Raikes also expressed concern that Native Americans might be upset by on-campus references to Father Serra.
“The committee called for renaming several features on campus that recognize someone who had no direct role in Stanford’s history and lived a century before the university was even founded, yet whose role as the recognized leader of the mission system provides an acute reminder to our Native American community of the profound impact of the mission system on indigenous peoples,” Raikes said.
Stanford’s review of Junipero Serra’s legacy officially began in 2016. An initial committee was reportedly unable to come to any conclusions, but instead developed a set of principles to be applied to the renaming decision. One of those principles was “the centrality of a person’s offensive behavior to the person’s life as a whole.”
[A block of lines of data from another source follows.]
PR #18538, opened 2024-11-20
Migrate `sort_items` Assist to Use `SyntaxFactory`

tareknaser:
part of #15710 and #18285
For this one, I had to pass `AssistContext` to other methods as well in order to get the file ID.

### DIFF
--- a/crates/ide-assists/src/handlers/sort_items.rs
+++ b/crates/ide-assists/src/handlers/sort_items.rs
@@ -4,7 +4,7 @@ use itertools::Itertools;
 
 use syntax::{
     ast::{self, HasName},
-    ted, AstNode, TextRange,
+    AstNode, SyntaxNode,
 };
 
 use crate::{utils::get_methods, AssistContext, AssistId, AssistKind, Assists};
@@ -114,7 +114,7 @@ trait AddRewrite {
         label: &str,
         old: Vec<T>,
         new: Vec<T>,
-        target: TextRange,
+        target: SyntaxNode,
     ) -> Option<()>;
 }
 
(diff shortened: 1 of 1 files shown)


crates/ide-assists/src/handlers/sort_items.rs
```diff
@@ -121,24 +122,33 @@ trait AddRewrite {
 impl AddRewrite for Assists {
     fn add_rewrite<T: AstNode>(
         &mut self,
+        ctx: &AssistContext<'_>,
         label: &str,
         old: Vec<T>,
         new: Vec<T>,
         target: TextRange,
     ) -> Option<()> {
+        let node = old.first().unwrap().syntax().parent().unwrap();
```
darichey, line 131: Try instead modifying `add_rewrite` to accept `target: SyntaxNode`

crates/ide-assists/src/handlers/sort_items.rs
```diff
@@ -121,24 +122,33 @@ trait AddRewrite {
...
-                .zip(new)
-                .for_each(|(old, new)| ted::replace(old.syntax(), new.clone_for_update().syntax()));
+            let mut editor = builder.make_editor(&node);
+
+            old.into_iter().zip(new).for_each(|(old, new)| {
+                // FIXME: remove `clone_for_update` when `SyntaxEditor` handles it for us
+                editor.replace(old.syntax(), new.clone_for_update().syntax())
+            });
+
+            builder.add_file_edits(ctx.file_id(), editor)
```
darichey, line 140: I think we can get around passing the `ctx` everywhere but just using the `file_id` from the builder:
```suggestion
            builder.add_file_edits(builder.fild_id, editor)
```

darichey (changes requested):
Mostly looks good, a couple opportunities for simplification.

Not for this PR, but after doing a few of these, it looks like there may be potential for a slightly nicer api that takes care of some things for us. Something like:
```rust
fn add_with_editor(
    &mut self,
    id: AssistId,
    label: impl Into<String>,
    target: SyntaxNode,
    f: impl FnOnce(&mut SyntaxEditor, &SyntaxFactory),
) -> Option<()>
```

crates/ide-assists/src/handlers/sort_items.rs
tareknaser: Right, updated

crates/ide-assists/src/handlers/sort_items.rs
tareknaser: Updated.
But, `Assists::add` actually accepts `TextRange` as a parameter, so I had to use `target.text_range()` for that. Let me know if this works better.

darichey: Awesome, and now you can call `make_editor` with `target` instead!

Also, you can probably take `target: &SyntaxNode` instead to avoid the clones at the callers

darichey (changes requested):

crates/ide-assists/src/handlers/sort_items.rs
tareknaser: Right. updated

darichey (approved):
lgtm! cc @davidbarsky

davidbarsky (approved):

PR #18539, opened 2024-11-20
feat: Add `remove_braces` assist to remove braces from closures and match arms

Giga-Bowser:
The changes made to the handling of match arm commas resulted in broader changes than I would've liked, but I think it's worthwhile in this case.


Veykril:
Closing due to inactivity, feel free to come back to this whenever you want

PR #18548, opened 2024-11-23
Update file path for request.rs entry point in architecture.md

markmurphydev:
The path to the request handler file is currently `crates/rust-analyzer/src/handlers/request.rs`. Updated `docs/dev/architecture.md` to reflect that.


lnicola (approved):
Thanks!

PR #18575, opened 2024-11-29
minor: Migrate `flip_*` assists to `SyntaxEditor`

Giga-Bowser:
Token tree handling is a bit annoying but I don't think there's anything you can do about it, that's just the nature of raw token trees.


Veykril (approved):
Thanks!

PR #18589, opened 2024-12-03
Advertise completions and inlay hints resolve server capabilities based on the client capabilities

SomeoneToIgnore:


Veykril (approved):

Veykril (approved):

bstaletic:
@SomeoneToIgnore Thank you! I have just tested with my client and this pull request resolves the regression I have seen.

Veykril:
I'm not up to speed with what happened the past weeks wrt to this but does this also need a beta backport?

SomeoneToIgnore:
So far it seems that most of the completion-related issues were in "rich" editors that were always requiring the `additionalTextEdits`, so this fix changes nothing for them and is indeed, somewhat separate.

I am trying not to do anything extra on this front without the confirmation now, so let me know if you think it's a good idea to backport.
For that, I need to open this PR against the `rustc:beta` branch, don't I?

lnicola:
Wasn't this disabled on beta in https://github.com/rust-lang/rust/pull/133546?

SomeoneToIgnore:
Oh, sorry, I'm sick and not thinking straight.
It was, indeed, so we're "good" for now modulo inlays' resolve (which no one seem to care about given how much time it's there)

lnicola:
I'd say not backport if it's not strictly needed, it's fine if it hits stable in the next version.

Veykril:
Ah okay, then I agree. No need to backport this 👍

bstaletic:
May I ask if there's any policy regarding when this change will be available through rustup-installed rust-anayzer?
I'd like to get these changes into the default config of my client. To be honest, I'm not in a hurry.

lnicola:
I think the problematic code was disabled in 1.83. I'll try to do another subtree sync tomorrow, so this should hit nightly in a couple of days.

The second committee acknowledged that while Catholics revere Junipero Serra for his “piety and missionary work”, he was also responsible for the “harmful and violent impacts of the mission system on Native Americans.”
Serra Mall was originally named after the well-known Franciscan priest and friar in 1891, and was rooted in the Stanford founders’ desire to honor the cultural legacy of the region. The university’s architecture was also influenced by the “mission revival” phenomenon typical of that period.
The Junipero dormitory within Wilbur Hall will not be renamed, as it is allegedly named after a juniper tree and not Junipero Serra. Stanford will, however, look for opportunities to “clarify” the meaning of its name.